Stored items
PR #11143, opened 2024-09-16
More flexibility showing undocumented namespaces

albert-github:
Contrary to classes (`HIDE_UNDOC_CLASSES`) there is for namespaces no possibility to flexible show / hide them (only by means of documenting the namespace or set `EXTRACT_ALL=YES`). With `HIDE_UNDOC_NAMESPACES` this possibility is created and the default behavior remains as it was (i.e. `HIDE_UNDOC_NAMESPACES=YES`).

Example: [example.tar.gz](https://github.com/user-attachments/files/17013424/example.tar.gz)

### DIFF
--- a/src/config.xml
+++ b/src/config.xml
@@ -997,6 +997,17 @@ Go to the <a href="commands.html">next</a> section or return to the
 ]]>
       </docs>
     </option>
+    <option type='bool' id='HIDE_UNDOC_NAMESPACES' defval='1'>
+      <docs>
+<![CDATA[
+ If the \c HIDE_UNDOC_NAMESPACES tag is set to \c YES, Doxygen will hide all
+ undocumented namespaces that are normally visible in the namespace hierarchy.
+ If set to \c NO, these namespaces will be included in the
+ various overviews.
+ This option has no effect if \ref cfg_extract_all "EXTRACT_ALL" is enabled.
+]]>
+      </docs>
+    </option>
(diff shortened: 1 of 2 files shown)


src/config.xml
```diff
@@ -994,6 +994,17 @@ Go to the <a href="commands.html">next</a> section or return to the
  various overviews. This option will also hide undocumented C++ concepts
  if enabled.
  This option has no effect if \ref cfg_extract_all "EXTRACT_ALL" is enabled.
+]]>
+      </docs>
+    </option>
+    <option type='bool' id='HIDE_UNDOC_NAMESPACES' defval='1'>
```
doxygen, line 1000: I think defval should be 0 for backward compatible behavior.

albert-github: I don't think so.
The key line here is:
```
(hasDocumentation() || !hideUndoc || getLanguage()==SrcLangExt::CSharp)
```
where the `|| !hideUndoc` has been added and has the value `bool hideUndoc = Config_getBool(HIDE_UNDOC_NAMESPACES);`.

Try it: Which lines above include the string "overviews"? Show them.

Task solution:
+ various overviews.
  various overviews. This option will also hide undocumented C++ concepts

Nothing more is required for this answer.